Stereo Depth DNN


NVIDIA recommends always running this application in Max Power mode.

Isaac provides StereoDNN, a depth estimation algorithm that uses a deep neural network (DNN). The algorithm is based on a deep learning model designed to calculate per-pixel depths from stereo camera footage. StereoDNN estimates disparities (depth maps) from pairs of left and right stereo images, end-to-end.

StereoDNN is trained with the Tensorflow framework. The network can be trained in supervised (by Lidar), unsupervised (photometric), and semi-supervised (photometric with Lidar/depth GT) modes. The trained model is then converted into the TensorRT inference runtime using custom plug-ins for improved efficiency.

The best, or largest model trained in testing scores 3.12% D1 error on the KITTI benchmark (#12 out of all DNNs in KITTI and #4 out of results published in December of 2017). The Isaac SDK also includes a custom inference runtime based on TensorRT and several light-weight models that can run at 10-30 FPS on GPUs, though with reduced accuracy. The fastest model runs at 10 FPS on Jetson TX2 and more than 30 FPS on Titan X.

The DNN is described in the following white paper:

The images below are the result of StereoDNN estimates of depth/disparities with the KITTI 2015 stereo benchmark. The DNN is trained in a semi-supervised way by combining Lidar groundtruth with Photometric loss.


The following images are a comparison of a mono depth DNN approach (Godard et al.) to a StereoDNN results scene. Computed and/or estimated DNN point clouds are in white, and Lidar ground truth is in green. This model has ~10 cm error at 10 m distance and ~30-40 cm error at 30-50 m. This is the best model trained on KITTI. Where StereoDNN captures building and street geometry well, monocular DNN misses that information completely.

../../../_images/sddnn-2.jpg ../../../_images/sddnn-3.jpg

The following images are examples of StereoDNN disparity maps computed on stereo RGB frames from the KITTI dataset:


Source Code

The standalone code for the DNN is available on GitHub at the following link:

The goal of this project is to enable inference for NVIDIA Stereo DNN TensorFlow models on Jetson, as well as other platforms supported by NVIDIA TensorRT library.

A demo of inference on KITTI dataset can be viewed on YouTube at the following link:

The stereo DNN is wrapped as an Isaac codelet, and is available in the Isaac repository.

Isaac Codelet

The Isaac codelet wrapping StereoDNN takes a left rectified image, a right rectified image, and both the intrinsic and extrinsic calibration of the stereo camera, and generates a depth frame of size 513x257, using the nvstereonet library from GitHub.

Running the Sample Application

The stereo_depth_dnn sample application uses a ZED stereo camera.
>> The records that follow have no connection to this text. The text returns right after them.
PR #530, opened 2015-03-03
Print the display name for blessed objects.

tmooney:
Updating the reference would produce a message like:
```
setting reference to Genome::Model::Build::ImportedReferenceSequence=HASH(0x6e2ef40)
```
Now it will be like:
```
setting reference to human-build38 (a123b4567cd89e01f234a5b67cd89ef0)
```

### DIFF
--- a/lib/perl/Genome/FeatureList/Command/Update.pm
+++ b/lib/perl/Genome/FeatureList/Command/Update.pm
@@ -4,6 +4,7 @@ use strict;
 use warnings;
 
 use Genome;
+use Scalar::Util qw();
 
 class Genome::FeatureList::Command::Update{
     is => 'Command::V2',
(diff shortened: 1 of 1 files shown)


iferguson90:
Seems reasonable! :sheep:
+1

ebelter:
Maybe display_name_for_value in Genome::Command::Crud should be pulled out to a more useful place.

tmooney:
@ebelter Perhaps! I've sometimes thought we should make `UR::Object`s use `__display_name__` for their default stringification.  Then this code goes back to the way it was.

ebelter:
@tmooney That would be great. Then you do not get useless information when stringifying. I am not against pushing this out. I am just advocating a more centralized solution. If interested, we could pair and knock it out :)

brummett:
The problem with overloading stringification is that the overloading will also be used whenever you test it in a boolean way, like in
```
if ($obj) { ... }
```
Which slows things down.  At one point, UR::BoolExpr's overloaded stringification sub was the top-most subroutine which profiling.  We had to find all the places UR was using a BoolExpr as a boolean and replace it with something like
```
if (defined $bx) { ... }
```
So, it's not as great an idea as it may immediately seem.

tmooney:
Yeah, that would be bad!  Could we add `bool => sub { 1 }` to our overloads to get around that?  (Is a `UR::Object` ever false?)

brummett:
That would make it call the 'bool' overload function instead of the stringification function, but there's still the overhead of invoking the overload machinery.  I'd want to quantify how much slower it is before adding stringification overloading to UR::Object by default.

An alternative is to have a Genome class/mixin/role to do the stringification and only apply it in certain places.

ebelter:
@brummett That sounds like a good solution.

First connect the ZED camera to the host system or the Jetson Xavier platform you are using, and then use one of the following procedure to run the application.
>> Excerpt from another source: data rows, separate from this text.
PR #532, opened 2015-03-03
Sys: Do not close the fh in write_file if writing to STDOUT

ebelter:
Writing to STDOUT more than once via Sys's write_file causes a crash. This is a PR has tests showing the failure. Should this be fixed?

@brummett please take a look.

### DIFF
--- a/lib/perl/Genome/Sys.t
+++ b/lib/perl/Genome/Sys.t
@@ -2,7 +2,6 @@
 use strict;
 use warnings;
 use above 'Genome';
-use Test::Exception;
 use Test::More;
 
 use Genome::Sys;
--- a/lib/perl/Genome/Sys.t
+++ b/lib/perl/Genome/Sys.t
@@ -2,6 +2,7 @@
 use strict;
 use warnings;
 use above 'Genome';
+use Test::Exception;
 use Test::More;
 
 use Genome::Sys;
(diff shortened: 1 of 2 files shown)


ebelter:
The subtest I added is misnamed. I realized there were no tests for write_file and read_file and started to add them. But they failed because the file was not being flushed. So I removed them, and focused on the STDOUT issue.

brummett:
Looks like ```write_file()``` needs to skip calling close if $fname is "-"

ebelter:
I did a check test to see if opening STDOUT multiple times causes a problem and it does not. I will add the suggested skip if the fname is '-'.

ebelter:
@brummett @tmooney any thoughts on this PR?

tmooney:
Seems fine!  I see `open_file_for_writing` specially returns `STDOUT` when passed `-` instead of opening a new filehandle.

lib/perl/Genome/Sys.t
```diff
@@ -2,6 +2,7 @@
 use strict;
 use warnings;
 use above 'Genome';
+use Test::Exception;
```
tmooney: Is this still being used?

tmooney:
(Test failure is because of issue addressed by #536.)

brummett:
+1

ebelter:
CI, test this.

Note that this application only runs on the host system or the Jetson Xavier platform.

To Run the Sample Application on the Host System

Run the sample application with the following command:

bazel run //apps/samples/stereo_depth_dnn -- -d x64

To Run the Application on Jetson

To run the sample application on Jetson, first build the package on the host and then deploy it to the Jetson system. Deploy //apps/samples/stereo_depth_dnn/stereo_depth_dnn-pkg to the robot as explained in Deploying and Running on Jetson.
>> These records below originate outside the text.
PR #534, opened 2015-03-03
New Command to Define an AnalysisProject Template.

tmooney:
Once upon a time we added support for Analysis Projects that were "templates".  They would let someone store a set of configurations in one place for easy copying using `genome analysis-project copy-config`.  However, there was no way to create one... until now!


acoffman:
+1

jasonwalker80:
+1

Then log on to the Jetson system and execute the following commands:

bob@jetson:~/$ cd deploy/bob/stereo_depth
bob@jetson:~/deploy/bob/stereo_depth$ ./apps/samples/stereo_depth_dnn/stereo_depth_dnn -d xavier

Where “bob” is your user name on the host system.

To View Output from the Application in Websight

While the application is running, open Isaac Sight in a browser by navigating to http://localhost:3000. If running the application on a Jetson platform, make sure to use the IP address of the Jetson system instead of localhost.

In Websight, a window called “color_left” shows the left input image and a window called “depth” shows the depth estimated by the algorithm.